PR #1356, opened 2016-05-12
UIComponent

1vanK:
If this is acceptable, then I completed yet. Here is a modified example 02_HelloGUI

### DIFF
--- a/Source/Samples/02_HelloGUI/HelloGUI.cpp
+++ b/Source/Samples/02_HelloGUI/HelloGUI.cpp
@@ -36,6 +36,7 @@
 #include <Urho3D/UI/Window.h>
 
 #include "HelloGUI.h"
+#include "Mover.h"
 
 #include <Urho3D/DebugNew.h>
 
@@ -46,6 +47,7 @@ HelloGUI::HelloGUI(Context* context) :
     uiRoot_(GetSubsystem<UI>()->GetRoot()),
     dragBeginPosition_(IntVector2::ZERO)
 {
+    context->RegisterFactory<Mover>();
 }
 
 void HelloGUI::Start()
@@ -136,6 +138,10 @@ void HelloGUI::InitWindow()
 
     // Add the title bar to the Window
     window_->AddChild(titleBar);
+    
+    // Create ui component for the Window
+    Mover* mover = window_->CreateComponent<Mover>();
+    mover->Init(Vector2(0.0f, 0.0f), Vector2(40.0f, 40.0f));
 
     // Apply styles
     window_->SetStyleAuto();
--- a/Source/Samples/02_HelloGUI/Mover.cpp
+++ b/Source/Samples/02_HelloGUI/Mover.cpp
@@ -1,0 +1,61 @@
+//
+// Copyright (c) 2008-2016 the Urho3D project.
+//
+// Permission is hereby granted, free of charge, to any person obtaining a copy
+// of this software and associated documentation files (the "Software"), to deal
+// in the Software without restriction, including without limitation the rights
+// to use, copy, modify, merge, publish, distribute, sublicense, and/or sell
+// copies of the Software, and to permit persons to whom the Software is
+// furnished to do so, subject to the following conditions:
+//
+// The above copyright notice and this permission notice shall be included in
+// all copies or substantial portions of the Software.
+//
+// THE SOFTWARE IS PROVIDED "AS IS", WITHOUT WARRANTY OF ANY KIND, EXPRESS OR
+// IMPLIED, INCLUDING BUT NOT LIMITED TO THE WARRANTIES OF MERCHANTABILITY,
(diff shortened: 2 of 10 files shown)


cadaver:
As an idea, this is good. I think probably the end state we would want would be to have UI elements in a scene hierarchy, where you can freely add logic components or scripts to them. But since the UI is not in the scene graph, and this is a separate implementation of components, this ends up duplicating a lot of code & functionality, and there would be even more duplication if you were to add scriptability and editor editing capability to the UI components. Due to the reason of duplication I likely wouldn't be merging this.

1vanK:
Do you mean that the UI will be instance of a scene and UIElements will be Components for nodes?
```
Engine::RegisterSubsystem(new UI());

class UI : Object
{
    Scene* scene_;

    Scene* GetRoot()
    {
        return scene_;
    }
}

CreateWindow()
{
    Scene* root = GetSubsustem<UI>()->GetRoot();
    Node* wndNode = root->CreateChild();
    Window* wnd = wndNode->CreateComponent<Window>();
    ...
}
```

cadaver:
If taken to the extreme, there doesn't need to be a "singleton" UI subsystem (except perhaps for convenience), but rather you would instantiate a "UI canvas" or similar component into the scene, that would be able to take input, and render UI elements in children beneath itself in the scene tree.

For example if you think of Doom3, the HUD could be one instance of an UI canvas, and the UI's you interact in the game world (on monitor screens) would be others.

svifylabs:
unity's ui system is open source https://bitbucket.org/Unity-Technologies/ui 
and i think it is a good example how urho3d can implement it.  i would add it if  someone can help me with the rendering part. 

i did add components for uielements, i split it up for drawable components ( has GetBatches() )  and interactable components (with OnHover,OnWheel ...) but did not find it good  enough ... 
my reference for that was https://github.com/ChilliWorks/ChilliSource/tree/master/Source/ChilliSource/UI 

i really would like to see urho3d with a scene ui system.

1vanK:
We could add new components to the engine one by one, but they need to have some new names (prefix?). Or the new system will replace the old UI completely?

cadaver:
If it would turn out good, then the old UI could be axed, but I'd imagine they would need to live side by side quite a while.

In Aster's branch in https://github.com/urho3d/Urho3D/tree/component-based-ui/ the new component based classes are named UIX. That branch is just probably quite a bit out of date since it was last worked in 2014.

1vanK:
> i would add it if someone can help me with the rendering part.

I little familiar with Unity but it seems to me that the UICanvas in Unity is equivalent to Renderer2D in Urho, so we already have rendering part :)

1vanK:
Can we add
```
SharedPtr<Object> userData_
```
to UIElement or to Object class to have attached object which will be automatically deleted with UIElement?

weitjong:
`UIElement:SetVar()` not good enough for you?

1vanK:
Can Variant store SharedPtr ?

weitjong:
Yes, it can.

eugeneko:
@1vanK Custom Variant types should be able to store SharedPtr without allocation.

1vanK:
```
#include <Urho3D/Urho3DAll.h>

class ElementLogic : public Object
{
    URHO3D_OBJECT(ElementLogic, Object);

public:
    ElementLogic(Context* context) : Object(context)
    {

    }

    ~ElementLogic()
    {
        URHO3D_LOGDEBUG("UI COMPONENT DELETED");
    }
};
```

```

    void CreateUI()
    {
        UIElement* testElem = UI_ROOT->CreateChild<Text>();
        SharedPtr<ElementLogic> testComp(new ElementLogic(context_));
        testElem->SetVar("comp", Variant(testComp));
```

```
[Wed Oct 25 03:55:39 2017] DEBUG: UI COMPONENT DELETED
```

How to use it correct?

cadaver:
Variant stores WeakPtrs of RefCounted (probably this choice was to avoid lifetime issues in scripting), so it would have to be kept alive elsewhere.

eugeneko:
> How to use it correct?

Smth like this must work. It'd be nice test for generic variants, btw.
```testElem->SetVar("comp", MakeCustomValue(testComp));```

1vanK:
> Smth like this must work.

Thanks!

1vanK:
> For example if you think of Doom3, the HUD could be one instance of an UI canvas (in a separate scene, rendered with separate camera), and the UI's you interact in-world would be other instances, rendered as part of the game scene.

How to do clipping of childred elements, when its is transformed in 3d-space (scissor does not work)? I thought about stensil, but number of elements will be limited 8bit buffer or will need to re-create whole stensil stack when rendering every element (also stencil is used already for optimization inside the engine).

Is there any other way than clip geometry on CPU side?

cadaver:
Shader uniform or extra vertex data to guide the clipping?

1vanK:
Good idea!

About this task: Your answer must be the full set of entries, copied exactly.

Result of this task:
PR #1356, opened 2016-05-12
UIComponent

1vanK:
If this is acceptable, then I completed yet. Here is a modified example 02_HelloGUI

### DIFF
--- a/Source/Samples/02_HelloGUI/HelloGUI.cpp
+++ b/Source/Samples/02_HelloGUI/HelloGUI.cpp
@@ -36,6 +36,7 @@
 #include <Urho3D/UI/Window.h>
 
 #include "HelloGUI.h"
+#include "Mover.h"
 
 #include <Urho3D/DebugNew.h>
 
@@ -46,6 +47,7 @@ HelloGUI::HelloGUI(Context* context) :
     uiRoot_(GetSubsystem<UI>()->GetRoot()),
     dragBeginPosition_(IntVector2::ZERO)
 {
+    context->RegisterFactory<Mover>();
 }
 
 void HelloGUI::Start()
@@ -136,6 +138,10 @@ void HelloGUI::InitWindow()
 
     // Add the title bar to the Window
     window_->AddChild(titleBar);
+    
+    // Create ui component for the Window
+    Mover* mover = window_->CreateComponent<Mover>();
+    mover->Init(Vector2(0.0f, 0.0f), Vector2(40.0f, 40.0f));
 
     // Apply styles
     window_->SetStyleAuto();
--- a/Source/Samples/02_HelloGUI/Mover.cpp
+++ b/Source/Samples/02_HelloGUI/Mover.cpp
@@ -1,0 +1,61 @@
+//
+// Copyright (c) 2008-2016 the Urho3D project.
+//
+// Permission is hereby granted, free of charge, to any person obtaining a copy
+// of this software and associated documentation files (the "Software"), to deal
+// in the Software without restriction, including without limitation the rights
+// to use, copy, modify, merge, publish, distribute, sublicense, and/or sell
+// copies of the Software, and to permit persons to whom the Software is
+// furnished to do so, subject to the following conditions:
+//
+// The above copyright notice and this permission notice shall be included in
+// all copies or substantial portions of the Software.
+//
+// THE SOFTWARE IS PROVIDED "AS IS", WITHOUT WARRANTY OF ANY KIND, EXPRESS OR
+// IMPLIED, INCLUDING BUT NOT LIMITED TO THE WARRANTIES OF MERCHANTABILITY,
(diff shortened: 2 of 10 files shown)


cadaver:
As an idea, this is good. I think probably the end state we would want would be to have UI elements in a scene hierarchy, where you can freely add logic components or scripts to them. But since the UI is not in the scene graph, and this is a separate implementation of components, this ends up duplicating a lot of code & functionality, and there would be even more duplication if you were to add scriptability and editor editing capability to the UI components. Due to the reason of duplication I likely wouldn't be merging this.

1vanK:
Do you mean that the UI will be instance of a scene and UIElements will be Components for nodes?
```
Engine::RegisterSubsystem(new UI());

class UI : Object
{
    Scene* scene_;

    Scene* GetRoot()
    {
        return scene_;
    }
}

CreateWindow()
{
    Scene* root = GetSubsustem<UI>()->GetRoot();
    Node* wndNode = root->CreateChild();
    Window* wnd = wndNode->CreateComponent<Window>();
    ...
}
```

cadaver:
If taken to the extreme, there doesn't need to be a "singleton" UI subsystem (except perhaps for convenience), but rather you would instantiate a "UI canvas" or similar component into the scene, that would be able to take input, and render UI elements in children beneath itself in the scene tree.

For example if you think of Doom3, the HUD could be one instance of an UI canvas, and the UI's you interact in the game world (on monitor screens) would be others.

svifylabs:
unity's ui system is open source https://bitbucket.org/Unity-Technologies/ui 
and i think it is a good example how urho3d can implement it.  i would add it if  someone can help me with the rendering part. 

i did add components for uielements, i split it up for drawable components ( has GetBatches() )  and interactable components (with OnHover,OnWheel ...) but did not find it good  enough ... 
my reference for that was https://github.com/ChilliWorks/ChilliSource/tree/master/Source/ChilliSource/UI 

i really would like to see urho3d with a scene ui system.

1vanK:
We could add new components to the engine one by one, but they need to have some new names (prefix?). Or the new system will replace the old UI completely?

cadaver:
If it would turn out good, then the old UI could be axed, but I'd imagine they would need to live side by side quite a while.

In Aster's branch in https://github.com/urho3d/Urho3D/tree/component-based-ui/ the new component based classes are named UIX. That branch is just probably quite a bit out of date since it was last worked in 2014.

1vanK:
> i would add it if someone can help me with the rendering part.

I little familiar with Unity but it seems to me that the UICanvas in Unity is equivalent to Renderer2D in Urho, so we already have rendering part :)

1vanK:
Can we add
```
SharedPtr<Object> userData_
```
to UIElement or to Object class to have attached object which will be automatically deleted with UIElement?

weitjong:
`UIElement:SetVar()` not good enough for you?

1vanK:
Can Variant store SharedPtr ?

weitjong:
Yes, it can.

eugeneko:
@1vanK Custom Variant types should be able to store SharedPtr without allocation.

1vanK:
```
#include <Urho3D/Urho3DAll.h>

class ElementLogic : public Object
{
    URHO3D_OBJECT(ElementLogic, Object);

public:
    ElementLogic(Context* context) : Object(context)
    {

    }

    ~ElementLogic()
    {
        URHO3D_LOGDEBUG("UI COMPONENT DELETED");
    }
};
```

```

    void CreateUI()
    {
        UIElement* testElem = UI_ROOT->CreateChild<Text>();
        SharedPtr<ElementLogic> testComp(new ElementLogic(context_));
        testElem->SetVar("comp", Variant(testComp));
```

```
[Wed Oct 25 03:55:39 2017] DEBUG: UI COMPONENT DELETED
```

How to use it correct?

cadaver:
Variant stores WeakPtrs of RefCounted (probably this choice was to avoid lifetime issues in scripting), so it would have to be kept alive elsewhere.

eugeneko:
> How to use it correct?

Smth like this must work. It'd be nice test for generic variants, btw.
```testElem->SetVar("comp", MakeCustomValue(testComp));```

1vanK:
> Smth like this must work.

Thanks!

1vanK:
> For example if you think of Doom3, the HUD could be one instance of an UI canvas (in a separate scene, rendered with separate camera), and the UI's you interact in-world would be other instances, rendered as part of the game scene.

How to do clipping of childred elements, when its is transformed in 3d-space (scissor does not work)? I thought about stensil, but number of elements will be limited 8bit buffer or will need to re-create whole stensil stack when rendering every element (also stencil is used already for optimization inside the engine).

Is there any other way than clip geometry on CPU side?

cadaver:
Shader uniform or extra vertex data to guide the clipping?

1vanK:
Good idea!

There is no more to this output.